PR #6361, opened 2023-07-17
refactor: make pie chart color picker shared

magnew:
### Description:

Move the pie chart color picker to it's own component so it is sharable.


IrakliJani (approved):
tested on render, works as expected. let's wait for tests to pass before merging

nits: maybe call it `ColorSwatchPicker`? since there already is `ColorPicker` and `ColorInput`?

magnew:
> tested on render, works as expected. let's wait for tests to pass before merging
> 
> nits: maybe call it `ColorSwatchPicker`? since there already is `ColorPicker` and `ColorInput`?

Done. Tests passing. I'm merging this.

Issue #6182, opened 2023-07-06
I can't see the number of charts in a Pinned Space when I hover over it


PriPatel:
When the `Space` is displayed on the homepage:
<img width="286" alt="Screenshot 2023-07-06 at 17 04 29" src="https://github.com/lightdash/lightdash/assets/12776522/f2ca4f52-4853-47f6-b3b6-9dbc93bb308a">

When the `Space` is displayed on the `All Spaces` page:
<img width="290" alt="Screenshot 2023-07-06 at 17 06 35" src="https://github.com/lightdash/lightdash/assets/12776522/43bcf27c-a1d0-4ad5-a2b8-caa49a56eeb0">

- [ ] The number of charts inside a Pinned Space should be displayed when I hover over it

PR #6368, opened 2023-07-17
fix: I can't see the number of charts in a Pinned Space when I hover over it 

muhsinkamil:
Closes: #6182

### Description:

- Change reference to chart_count field in query result


ZeRego (approved):
lgtm :) 

we can merge if tests pass

PR #6373, opened 2023-07-18
fix: reference chart_count in all_spaces query

ZeRego:
duplicate of `fix: I can't see the number of charts in a Pinned Space when I hover over it #6368` #6368


joaoviana:
tests passed, Render env looked fine, all good!

Issue #6227, opened 2023-07-10
Charts created from within a dashboard do not appear in any chart lists in the app.


TuringLovesDeathMetal:
### Description

- [ ] Charts that are created from within a dashboard **do not** appear any chart lists in the app. They DO NOT appear in:
    - [ ] The space `all content` list
    - [ ] The space `charts` list 
    - [ ] The `all charts` list from the nav bar
    - [ ] The `most popular` list on the homepage
    - [ ] The `recently updated` list on the homepage
    - [ ] The list of charts when you're `adding a new tile` to a dashboard
    - [ ] Global search

PR #6382, opened 2023-07-18
feat: save chart in dashboard

ZeRego:
Relates to: #6133 
Closes: #6227 

### Description:

Changes:
- amend knex table typing
- update chart table to have a dashboard uuid column and space id column be nullable

Table before:
```
create table saved_queries
(
    saved_query_id                    integer generated always as identity
        primary key,
    saved_query_uuid                  uuid         default uuid_generate_v4() not null
        constraint saved_queries_saved_query_uuid_unique
            unique,
    created_at                        timestamp    default CURRENT_TIMESTAMP  not null,
    name                              text                                    not null,
    space_id                          integer                                 not null
        constraint saved_queries_space_id_foreign
            references spaces
            on delete cascade,
    description                       text,
    last_version_chart_kind           varchar(255) default 'vertical_bar'::character varying,
    last_version_updated_at           timestamp    default CURRENT_TIMESTAMP,
    last_version_updated_by_user_uuid uuid
        constraint saved_queries_last_version_updated_by_user_uuid_foreign
            references users (user_uuid)
            on delete set null
);
```

Table now:

```
create table saved_queries
(
    saved_query_id                    integer generated always as identity
        primary key,
    saved_query_uuid                  uuid         default uuid_generate_v4() not null
        constraint saved_queries_saved_query_uuid_unique
            unique,
    created_at                        timestamp    default CURRENT_TIMESTAMP  not null,
    name                              text                                    not null,
    space_id                          integer
        constraint saved_queries_space_id_foreign
            references spaces
            on delete cascade,
    description                       text,
    last_version_chart_kind           varchar(255) default 'vertical_bar'::character varying,
    last_version_updated_at           timestamp    default CURRENT_TIMESTAMP,
    last_version_updated_by_user_uuid uuid
        constraint saved_queries_last_version_updated_by_user_uuid_foreign
            references users (user_uuid)
            on delete set null,
    dashboard_uuid                    uuid
        constraint saved_queries_dashboard_uuid_foreign
            references dashboards (dashboard_uuid)
            on delete cascade
);

```

E2e test passing:

Screenshot 2023-07-18 at 15 43 46

Preview:

https://github.com/lightdash/lightdash/assets/9117144/7f4329e9-619c-4147-89de-3fa603b728ef

### DIFF
--- a/packages/backend/package.json
+++ b/packages/backend/package.json
@@ -116,7 +116,7 @@
         "migrate-production": "knex migrate:latest --knexfile dist/database/knexfile.js",
         "seed": "knex seed:run --knexfile src/database/knexfile.ts",
         "seed-production": "knex seed:run --knexfile dist/database/knexfile.js",
-        "rollback-last": "knex migrate:rollback --knexfile src/database/knexfile.ts",
+        "rollback-last": "knex migrate:down --knexfile src/database/knexfile.ts",
         "rollback-all": "knex migrate:rollback --all --knexfile src/database/knexfile.ts",
         "rollback-all-production": "knex migrate:rollback --all --knexfile dist/database/knexfile.js"
     }
--- a/packages/backend/src/database/migrations/20230718093901_add_dashbord_uuid_to_chart_table.ts
+++ b/packages/backend/src/database/migrations/20230718093901_add_dashbord_uuid_to_chart_table.ts
@@ -1,0 +1,21 @@
+import { Knex } from 'knex';
+
+export async function up(knex: Knex): Promise<void> {
+    await knex.schema.alterTable('saved_queries', (t) => {
+        t.uuid('dashboard_uuid')
+            .references('dashboard_uuid')
+            .inTable('dashboards')
+            .nullable()
+            .onDelete('CASCADE');
+        // make space id nullable
+        t.integer('space_id').nullable().alter({ alterType: false });
+    });
+}
+
+export async function down(knex: Knex): Promise<void> {
+    await knex.schema.alterTable('saved_queries', (t) => {
+        t.dropColumns('dashboard_uuid');
+        // make space id non nullable
+        t.integer('space_id').notNullable().alter({ alterType: false });
+    });
+}
--- a/packages/backend/src/database/migrations/20230718093901_add_dashbord_uuid_to_chart_table.ts
+++ b/packages/backend/src/database/migrations/20230718093901_add_dashbord_uuid_to_chart_table.ts
@@ -13,6 +13,7 @@ export async function up(knex: Knex): Promise<void> {
 }
 
 export async function down(knex: Knex): Promise<void> {
+    await knex('saved_queries').delete().where('space_id', null);
     await knex.schema.alterTable('saved_queries', (t) => {
         t.dropColumns('dashboard_uuid');
         // make space id non nullable
--- a/packages/backend/src/models/DashboardModel/DashboardModel.ts
+++ b/packages/backend/src/models/DashboardModel/DashboardModel.ts
@@ -98,6 +98,7 @@ export class DashboardModel {
 
     private static async createVersion(
         trx: Transaction,
+        dashboardUuid: string,
         dashboardId: number,
         version: DashboardVersionedFields,
         projectUuid: string,
@@ -143,6 +144,7 @@ export class DashboardModel {
                             trx,
                             projectUuid,
                             userUuid,
+                            dashboardUuid,
                             tile.properties.newChartData,
                         );
                     }
@@ -673,6 +675,7 @@ export class DashboardModel {
 
             await DashboardModel.createVersion(
                 trx,
+                newDashboard.dashboard_uuid,
                 newDashboard.dashboard_id,
                 {
                     ...dashboard,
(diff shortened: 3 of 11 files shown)


packages/backend/src/models/ProjectModel/ProjectModel.ts
```diff
@@ -875,11 +875,17 @@ export class ProjectModel {
...
+                                      throw new Error(
+                                          `Chart ${d.saved_query_id} has no space_id`,
+                                      );
+                                  }
                                   const createChart = {
                                       ...d,
                                       saved_query_id: undefined,
                                       saved_query_uuid: undefined,
                                       space_id: getNewSpace(d.space_id),
+                                      dashboard_uuid: null,
```
ZeRego, line 888: We are going to support preview content in a following PR

packages/backend/src/database/migrations/20230718093901_add_dashbord_uuid_to_chart_table.ts
```diff
@@ -0,0 +1,21 @@
...
+        // make space id nullable
+        t.integer('space_id').nullable().alter({ alterType: false });
+    });
+}
+
+export async function down(knex: Knex): Promise<void> {
+    await knex.schema.alterTable('saved_queries', (t) => {
+        t.dropColumns('dashboard_uuid');
+        // make space id non nullable
+        t.integer('space_id').notNullable().alter({ alterType: false });
```
rephus, line 19: we probably need to remove all the saved queries with space_id null to apply this

packages/backend/src/models/DashboardModel/DashboardModel.ts
```diff
@@ -98,6 +98,7 @@ export class DashboardModel {
 
     private static async createVersion(
         trx: Transaction,
+        dashboardUuid: string,
```
rephus, line 101: is this not optional ? `dashboardUuid: string | undefined`

rephus:
> This branch has not been deployed

Can we get this in render ?

packages/backend/src/models/DashboardModel/DashboardModel.ts
ZeRego: Even though it might not be used, we don't know at this point, so it is mandatory. Note this is a method to create a dashboard version, not a chart version.

packages/backend/src/database/migrations/20230718093901_add_dashbord_uuid_to_chart_table.ts
ZeRego: good catch 👍

packages/backend/package.json
```diff
@@ -116,7 +116,7 @@
         "migrate-production": "knex migrate:latest --knexfile dist/database/knexfile.js",
         "seed": "knex seed:run --knexfile src/database/knexfile.ts",
         "seed-production": "knex seed:run --knexfile dist/database/knexfile.js",
-        "rollback-last": "knex migrate:rollback --knexfile src/database/knexfile.ts",
```
ZeRego, line 119: `knex migrate:rollback` is to rollback the last batch of migrations. eg: If you migrated everything in 1 go, it would rollback everything. 

We just want to rollback the last migration script.

rephus:
Do we have this API dashboard twice because we run e2e tests twice ? 

image

perhaps we want to delete it "at the beggining" of a new e2e test

rephus:
I can't edit the title or the content of a chart in dashboard

rephus:
I haven't tested scheduled delivieres for these charts, but I can see they can be previewed on /minimal, so I assume they work

rephus:
Interesting behaviour on these chart in dashboard options: 

image

- save chart as: creates a new chat that doens't belong to a dashboard
- add to dashboard: you can add this chart to another dashboard, but I guess this will be deleted as well if the original dashboard gets deleted. 
- move to space: errors (tries to update the chart, see previous comment)

rephus (changes requested):
I think the only thing we need to fix is the ability to update chart in dashboards. Everything else seems ok, or not a blocker.

ZeRego:
@rephus 
> Do we have this API dashboard twice because we run e2e tests twice ?
> perhaps we want to delete it "at the beggining" of a new e2e test

We already delete these dashboards and charts at the beginning of the test. This may happen when the test retries.

> I can't edit the title or the content of a chart in dashboard

Fixed chart summary query and added test.

Screenshot 2023-07-21 at 10 22 18


> Interesting behaviour on these chart in dashboard options:

We have tickets in the milestone to disable some of these options. Shouldn't be an issue while the feature is under a feature flag.

rephus (approved):
Everything works now. I'm happy about your comments.

Just 1 minor bug, we can fix it on a separate PR, or even disable the `move to space`  option int he UI branch 

If I move a chart in dashboard into another space (which doesn't make sense anyway) , the chart becomes "visible" 

image

ZeRego:
> If I move a chart in dashboard into another space (which doesn't make sense anyway) , the chart becomes "visible"

We will have the option to move charts from dashboards to the space. The BE will set the dashboard to null in that case. In your case we set the space uuid but didn't set the dashboarduuid to null causing that problem.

TASK BRIEF
Look through the data above for the string "another" and copy every line where it appears.

EXERCISE SOLUTION
- add to dashboard: you can add this chart to another dashboard, but I guess this will be deleted as well if the original dashboard gets deleted. 
If I move a chart in dashboard into another space (which doesn't make sense anyway) , the chart becomes "visible" 
> If I move a chart in dashboard into another space (which doesn't make sense anyway) , the chart becomes "visible"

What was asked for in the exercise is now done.